With or without Trump, American society on the ground remains dangerously divided and tribalized. As long as it remains such, democracy is thinned out and autocratic alternatives darken our political skies.
This puts renewed pressure on the leaders of the Democratic Party to reassure Americans that democracy is worth preserving. The appeal to authoritarianism is easy to proclaim. To sustain democracy is much more complex and its emotional appeal more rarefied.
I remain of the conviction that the surest road to maintaining belief in our system of government is to prove through successful programs that government can make the lives of citizens more secure, more prosperous, and, therefore, more hopeful.
I am not an economic determinist, but I do believe in the foundational role of economics to shape the values of men and women. In short, we need radical economic restructuring. Economic classes are viciously divided and the frenetic power of our market-driven system, which places astronomical wealth in the hands of ruling elites who shape the values of society as a whole, is simply incompatible with a democratic form of government. Stagnant wages and the reality that upward mobility has stalled destroy belief in the future and hope along with it. It is my contention that such hopelessness is a main driver that turns people inward, drives hard divisions centered on political positions, and creates the conditions that generate the irrationality that has come to characterize our society.
And then there is the hatred and hate-driven violence, which again has been manifest in the recent, horrific, murders at a club frequented by members of the LGBTQ community.

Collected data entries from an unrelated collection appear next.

Issue #1153, opened 2018-02-12
\mathrlap bounding box does not expand for tall argument


yeruoforever:
when input this:
$$T+\rlap{\overbrace{\phantom{a_0+a_1+a_2+\cdots+a_k}}^m}a_0+\underbrace{a_1+a_2+\cdots+a_k}_n+f$$
output is :
![2018-02-12 21-33-40](https://user-images.githubusercontent.com/19868036/36099239-d167dfa6-103c-11e8-9282-0f5102d15416.png)
some times output is like this：
![2018-02-12 21-40-10](https://user-images.githubusercontent.com/19868036/36099476-ca06b4c0-103d-11e8-8ca0-1c7f59d3923b.png)
$$T+\rlap{\overbrace{\phantom{a_0+a_1+a_2+\cdots+a_k}}^m}a_0+\underbrace{a_1+a_2+\cdots+a_k}_n+f$
$$

edemaine:
FWIW, that code should be
```latex
T+\mathrlap{\overbrace{\phantom{a_0+a_1+a_2+\cdots+a_k}}^m}a_0+\underbrace{a_1+a_2+\cdots+a_k}_n+f
```
I confirm that I see the same as your first image, which is buggy.  (I couldn't get the example with `$` to work, even with `\$`.  But LaTeX renders it like your second image.)  My guess is that the height of the `\phantom` is somehow not getting incorporated into the height computation of the `\overbrace`... but this will require some investigation.

ronkok:
There is a bug there and I'll look into it. In the meantime, @yeruoforever , is this the sort of thing you were seeking?
![overbrace](https://user-images.githubusercontent.com/16403058/36110663-467b551c-0fd8-11e8-8030-76231879462f.PNG)


If so, then you can use:
```
$$ T+\overbrace{a_0+\underbrace{a_1+a_2+\cdots+a_k}_n}^m + f $$
```

ronkok:
I believe that I see the source of the bug. The problem is in `\rmathrlap`, not `\overbrace` or `\phantom`.

 KaTeX `rlap` and `llap` have always worked by just nesting a span with absolute positioning inside a span that has relative positioning. Then it is easy to manipulate the horizontal alignment by setting `left: 0;`  or `right:0;`.  

But that doesn't address the vertical alignment issues when tall math structures come into play. We need to incorporate a `makeVList` into the `\mathrlap` HTML handler.  

I can work something up in the next couple of days.

[...]

PR #1162, opened 2018-02-16
Fix lap vertical alignment.

ronkok:
Fixes issue #1153.


ylemkimon:
**Firefox**
lap-firefox-diff
[Lap-firefox.png](https://30-108306065-gh.circle-artifacts.com/0/image/Lap-firefox.png)

**Chrome**
lap-chrome-diff
[Lap-chrome.png](https://29-108306065-gh.circle-artifacts.com/0/image/Lap-chrome.png)

ronkok:
@ylemkimon, I'm guessing that one is LaTeX and the other is KaTeX. Which is which?

ylemkimon:
It’s both KaTeX, where red is master branch and green is this PR.

kevinbarabash:
> It’s both KaTeX, where red is master branch and green is this PR.

@ylemkimon with such a big change to the screenshot, it's probably more useful to compare KaTeX output vs LaTeX output.

kevinbarabash:
@ronkok I'll generate screenshots over the weekend.

ylemkimon:
@kevinbarabash Yes, it's just an output of the screenshotter.

ronkok:
The most recent commit wraps the span with a `mord` span and thereby fixes the horizontal alignment relative to an adjacent span.

ylemkimon:
It seems that it is correctly rendered in the [diff](https://121-11195700-gh.circle-artifacts.com/0/diff/Lap-firefox-diff.png), but not in the [generated screenshot](https://121-11195700-gh.circle-artifacts.com/0/image/Lap-firefox.png).

kevinbarabash:
@ronkok do the screenshots need regenerating?

ronkok:
I expect so. I've added screenshotter tests to cover the spacing problem turned up in issue #1234.

ronkok:
@kevinbarabash  I believe that this PR, #1162, needs nothing more than screenshots. Since it fixes two rendering bugs, it also would be a good one to merge before the next release.

edemaine:
Screenshots updated.

ronkok:
Screenshot test "Lap" failed. When I run the same code locally, it looks fine to me.

@edemaine Can I ask for another favor and request a regeneration of screenshotter test "Lap"?

kevinbarabash:
@edemaine weird.  I'll give it a try.

kevinbarabash:
Here's the diff between LaTeX (green) and KaTeX (red):
lap

kevinbarabash:
@edemaine the first time I ran the screenshot I got a image where the overbrace was overlapping the expression underneath it.  I ran the screenshot again and got the proper output.

kevinbarabash:
Note: I had to add `\usepackage{mathtools}` to test.tex in order to get `texcmp.sh` to work.

src/functions/lap.js
```diff
@@ -36,8 +36,28 @@ defineFunction({
...
+        // At this point, we have correctly set horizontal alignment of the
+        // two items involved in the lap.
+        // Next, use struts to set the height of the HTML bounding box.
+        // Otherwise, a tall argument may be misplaced.
+        const topStrut = buildCommon.makeSpan(["strut"]);
+        const bottomStrut = buildCommon.makeSpan(["strut", "bottom"]);
+        topStrut.style.height = node.height + "em";
+        bottomStrut.style.height = (node.height + node.depth) + "em";
+        bottomStrut.style.verticalAlign = -node.depth + "em";
+        node = buildCommon.makeSpan([], [topStrut, bottomStrut, node]);
```
kevinbarabash: Suggest going with a single strut similar to the change https://github.com/Khan/KaTeX/pull/1307.

kevinbarabash:
Hmm... the Firefox failure might have to do with:
```
        if (key === "Lap" && opts.browser === "firefox" &&
            img.buf[0x32] === 0xf8) {
            /* There is some strange non-determinism with this case,
             * causing slight vertical shifts.  The first difference
             * is at offset 0x32, where one file has byte 0xf8 and
             * the other has something else.  By using a different
             * output file name for one of these cases, we accept both.
             */
            key += "_alt";
            file = path.join(dstDir, key + "-" + opts.browser + ".png");
            if (loadExpected) {
                loadExpected = promisify(fs.readFile, file);
            }
        }
```
I'm not sure how the generate `Lap_alt.png` though.

src/functions/lap.js
ronkok: Working on it.

ronkok: Done.

ronkok:
What I'm about to say is just a conjecture, but it may be possible to resolve the Firefox vertical alignment issue by using the current version of Firefox to generate the screenshots. Apparently, Firefox 57 [fixed a bug](https://bugzilla.mozilla.org/show_bug.cgi?id=1379306) that took place within tables with border collapse. Since `makeVList` uses `display: table-cell`, that may have some bearing on this problem.

If this sounds like I'm grasping at straws, that's because I am.

kevinbarabash:
@edemaine @ronkok maybe we can grab the image that circle-ci is producing for Firefox and use that as the _alt version of the image.

edemaine:
I did confirm that updating Firefox changed the image (but haven't checked whether it affects determinism). Might be worth updating anyway, which may affect several screenshots, but that's for a different PR.

The annoying thing is that the Chrome screenshot has the same issue. Updating Chrome did not affect that screenshot. So we may need an alt image for that...

ronkok:
I'm stuck.

I want to get this PR merged so that I can then go clean up my repository before I resume work on anything else. But it seems that no one knows how to get screenshotter to properly handle the test for Lap. 

If we have to choose between that test and this PR's code, we have to take the code. It fixes two rendering bugs.

So the latest commit deletes the screenshotter test. I'm sorry to do that, but I can think of no better course of action.

kevinbarabash:
@ronkok can you open an issue to update the screenshotter test?  We can treat figuring out how to update the Lap screenshot tests as a separate task.

ronkok:
Will do.

test/screenshotter/ss_data.yaml
```diff
@@ -132,7 +132,6 @@ KaTeX:
 Kern:
     tex: \frac{a\kern{1em}b}{c}a\kern{1em}b\kern{1ex}c\kern{-0.25em}d
     nolatex: LaTeX fails to typeset this, “Missing number, treated as zero.”
-Lap: ab\mathllap{f}cd\mathrlap{g}hij\mathclap{k}lm \; ab\llap{f}cd\rlap{g}hij\clap{k}lm
```
kevinbarabash: Instead of removing the test completely, could you revert to the updated test you made and then comment it out so that it's easy for people pick up the work?

ronkok: Done

ronkok:
Yay!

Bigotry seems to be aflame in American society and xenophobic, racist, and anti-Semitic violence is reaching a feverish pitch.
Here the marginalization of Donald Trump may make a difference. The causes are deeper than the instigation and scapegoating of one man. America has gone through such paroxysms of violence before, targeting Blacks and immigrants most of all. American demographics are changing. For many Whites America no longer feels like their country. However beleaguered they might be, White Americans could still exercise the dubious privilege of looking down on others with darker skin and garner the sense of superiority that they belonged here while others didn't. As such the extremism we endure may be the final desperate reaction of a shrinking cohort that recognizes that it is losing the culture wars, and over time, through demographic change and the emergence of younger, more progressive generations, the numbers will shrink below the threshold of significant political efficacy.
The last election has bought time for those Americans who value the importance of democracy and the essential place of democracy in sustaining fundamental freedom. What's required now is democracy's revitalization. Democracy is as democracy does, and the time has never been greater for renewed activism on the ground to ensure democracy's endurance. We need to work to promote democratic values in all tiers of society – in our communities and neighborhoods, at the level of state government, and in the promotion of humane policies and leadership at the national level. America is an aspirational nation ever striving for perfection. Such is the American faith, and it needs to be actualized now more than ever.
So well expressed, Joe, and thanks for ending on an optimistic note . We all need a dose of optimism these days.
Joe, I have marveled at your writing skills for the 20 years of our friendship, and you did it again. I am surprised we did not hear each other's sigh of relief. I was not sure that "losing democracy," was a strong enough motivational term, and was pleased when Biden described our situation as pre-fascist. There are signs that we are living in a pre-Hitlerian stage. The term, "The Jews will not replacce us," and Trump's envy of Hitler's power to order the military to support his regime are ominous signs.